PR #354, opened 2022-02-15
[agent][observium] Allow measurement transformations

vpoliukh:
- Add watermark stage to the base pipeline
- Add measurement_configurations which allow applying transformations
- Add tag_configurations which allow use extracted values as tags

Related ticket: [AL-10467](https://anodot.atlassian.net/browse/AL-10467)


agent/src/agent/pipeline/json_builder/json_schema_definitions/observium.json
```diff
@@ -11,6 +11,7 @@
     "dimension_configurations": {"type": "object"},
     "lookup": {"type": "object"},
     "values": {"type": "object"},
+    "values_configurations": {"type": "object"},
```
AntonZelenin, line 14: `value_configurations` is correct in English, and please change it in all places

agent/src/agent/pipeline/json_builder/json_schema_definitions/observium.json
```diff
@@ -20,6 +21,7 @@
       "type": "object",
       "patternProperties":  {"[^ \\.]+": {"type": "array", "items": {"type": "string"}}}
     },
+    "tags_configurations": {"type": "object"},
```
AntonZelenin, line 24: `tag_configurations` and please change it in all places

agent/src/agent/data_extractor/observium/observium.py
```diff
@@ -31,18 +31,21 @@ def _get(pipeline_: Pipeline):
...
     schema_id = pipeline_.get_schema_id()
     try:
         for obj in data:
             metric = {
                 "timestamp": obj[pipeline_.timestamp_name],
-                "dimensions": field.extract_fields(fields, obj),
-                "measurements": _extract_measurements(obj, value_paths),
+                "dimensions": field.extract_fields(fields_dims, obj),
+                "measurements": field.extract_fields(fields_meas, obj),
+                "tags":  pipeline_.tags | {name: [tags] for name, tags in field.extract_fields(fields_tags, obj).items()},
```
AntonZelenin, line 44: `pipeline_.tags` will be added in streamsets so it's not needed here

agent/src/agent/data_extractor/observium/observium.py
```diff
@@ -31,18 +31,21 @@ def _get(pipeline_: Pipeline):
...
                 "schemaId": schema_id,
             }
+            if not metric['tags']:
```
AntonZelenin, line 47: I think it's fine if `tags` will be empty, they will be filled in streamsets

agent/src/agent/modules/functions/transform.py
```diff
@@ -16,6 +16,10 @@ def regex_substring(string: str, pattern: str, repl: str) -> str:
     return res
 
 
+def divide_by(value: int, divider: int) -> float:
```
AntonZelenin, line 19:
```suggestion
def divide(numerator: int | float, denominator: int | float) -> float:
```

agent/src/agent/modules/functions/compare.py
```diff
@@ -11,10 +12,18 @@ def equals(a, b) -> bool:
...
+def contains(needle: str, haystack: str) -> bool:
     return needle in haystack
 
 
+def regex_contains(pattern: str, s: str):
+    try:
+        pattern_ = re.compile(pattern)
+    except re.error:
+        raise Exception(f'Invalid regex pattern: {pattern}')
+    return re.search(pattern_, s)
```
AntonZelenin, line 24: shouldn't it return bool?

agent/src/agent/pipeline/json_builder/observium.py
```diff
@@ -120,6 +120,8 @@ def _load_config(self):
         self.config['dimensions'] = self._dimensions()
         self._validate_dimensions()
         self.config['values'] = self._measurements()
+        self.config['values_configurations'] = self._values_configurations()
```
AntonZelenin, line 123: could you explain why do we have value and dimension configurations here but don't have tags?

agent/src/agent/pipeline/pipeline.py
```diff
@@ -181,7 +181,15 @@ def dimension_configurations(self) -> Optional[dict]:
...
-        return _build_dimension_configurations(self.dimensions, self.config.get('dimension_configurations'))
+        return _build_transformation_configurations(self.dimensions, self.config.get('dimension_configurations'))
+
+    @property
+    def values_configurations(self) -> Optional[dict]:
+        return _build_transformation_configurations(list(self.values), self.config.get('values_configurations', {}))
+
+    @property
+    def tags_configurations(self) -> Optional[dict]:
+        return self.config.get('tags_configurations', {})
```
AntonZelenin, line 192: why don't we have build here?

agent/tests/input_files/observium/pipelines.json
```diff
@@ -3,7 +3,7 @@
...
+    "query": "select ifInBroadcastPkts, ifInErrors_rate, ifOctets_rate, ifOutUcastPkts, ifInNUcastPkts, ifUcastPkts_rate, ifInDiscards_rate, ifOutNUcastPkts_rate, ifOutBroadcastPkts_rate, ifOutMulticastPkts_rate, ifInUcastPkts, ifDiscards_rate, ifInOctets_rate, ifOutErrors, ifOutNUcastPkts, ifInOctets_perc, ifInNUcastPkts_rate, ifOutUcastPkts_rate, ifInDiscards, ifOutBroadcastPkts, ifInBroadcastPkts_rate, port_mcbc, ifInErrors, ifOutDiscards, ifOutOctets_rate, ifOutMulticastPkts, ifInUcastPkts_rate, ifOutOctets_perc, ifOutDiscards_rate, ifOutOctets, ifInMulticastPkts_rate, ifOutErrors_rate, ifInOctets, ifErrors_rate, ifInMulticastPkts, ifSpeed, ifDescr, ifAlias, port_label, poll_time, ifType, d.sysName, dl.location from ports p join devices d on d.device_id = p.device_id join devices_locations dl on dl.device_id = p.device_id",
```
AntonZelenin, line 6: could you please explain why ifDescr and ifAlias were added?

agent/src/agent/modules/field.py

■ ■ ■ ■ ■ ■ ■

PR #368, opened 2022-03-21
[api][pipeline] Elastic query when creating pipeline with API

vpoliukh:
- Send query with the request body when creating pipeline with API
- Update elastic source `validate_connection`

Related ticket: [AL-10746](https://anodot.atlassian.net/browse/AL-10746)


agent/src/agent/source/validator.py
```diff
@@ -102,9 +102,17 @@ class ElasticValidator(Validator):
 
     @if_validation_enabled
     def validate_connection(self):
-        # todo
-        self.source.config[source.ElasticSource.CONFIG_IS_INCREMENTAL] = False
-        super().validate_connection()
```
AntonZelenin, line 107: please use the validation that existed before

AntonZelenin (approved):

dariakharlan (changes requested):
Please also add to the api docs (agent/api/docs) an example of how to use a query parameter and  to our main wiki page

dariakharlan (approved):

■ ■ ■ ■ ■ ■ ■

◆ **Task prompt**
All that is wanted is a faithful reproduction of the line above with "PR #354, opened 2022-02-15", the line with "- Add measurement_configurations", and every line in between.

◆ **Reply**
PR #354, opened 2022-02-15
[agent][observium] Allow measurement transformations

vpoliukh:
- Add watermark stage to the base pipeline
- Add measurement_configurations which allow applying transformations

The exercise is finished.